Filter the entries below down to the lines that hold "easy".
Data supplied below:
PR #1297, opened 2024-03-22
Create NTLogAppender

mcm001:
image

### DIFF
--- a/photon-core/src/main/java/org/photonvision/common/logging/Logger.java
+++ b/photon-core/src/main/java/org/photonvision/common/logging/Logger.java
@@ -17,6 +17,9 @@
 
 package org.photonvision.common.logging;
 
+import edu.wpi.first.cscore.CameraServerJNI;
+import edu.wpi.first.networktables.PubSubOption;
+import edu.wpi.first.networktables.StringPublisher;
 import java.io.*;
 import java.nio.file.Path;
 import java.text.ParseException;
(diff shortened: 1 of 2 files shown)


srimanachanta (approved):
Looks good to me but I think debug options should have the ability to be disabled. That is a lot of work though so...

mcm001:
It's super easy to must not send debug prints to NT, if we want?

srimanachanta:
> It's super easy to must not send debug prints to NT, if we want?

I meant more adding a UI toggle to handle logging to NT

mcm001:
Yeah idk. Unless teams see a legit value add from having photon logs in their wpilogs, I may punt on this one

srimanachanta:
> Yeah idk. Unless teams see a legit value add from having photon logs in their wpilogs, I may punt on this one

I think it would be useful, especially for teams that do log

TheTripleV:
On 2nd thought, maybe the rio nt server will get bogged down. Logging rio console to wpilog via advantagekit slowed things down for us.

Instead, maybe it would be better for photonlib to publish the name of the wpilog and have photon live rename the log file to match what the wpilog is called.

mcm001:
That's decently clean. I do think we can reevaluate this come 2027 (ROSconsole, for example, is a thing and exists). Wanna make an issue to track auto-renaming logs instead?

mcm001:
I'm inclined to merge this -- if nobody subscribes to the topic, nothing should happen I believe? Need to confirm with @PeterJohnson that a topic published by a client with no subscribers doesn't actually get sent to the server.

PeterJohnson:
Currently it still gets sent to the server, although I’m looking at fixing that soon.

mcm001:
Happy to cut an issue to track that in allwpilib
End of Data supplied.
=== Exercise solution ===
It's super easy to must not send debug prints to NT, if we want?
> It's super easy to must not send debug prints to NT, if we want?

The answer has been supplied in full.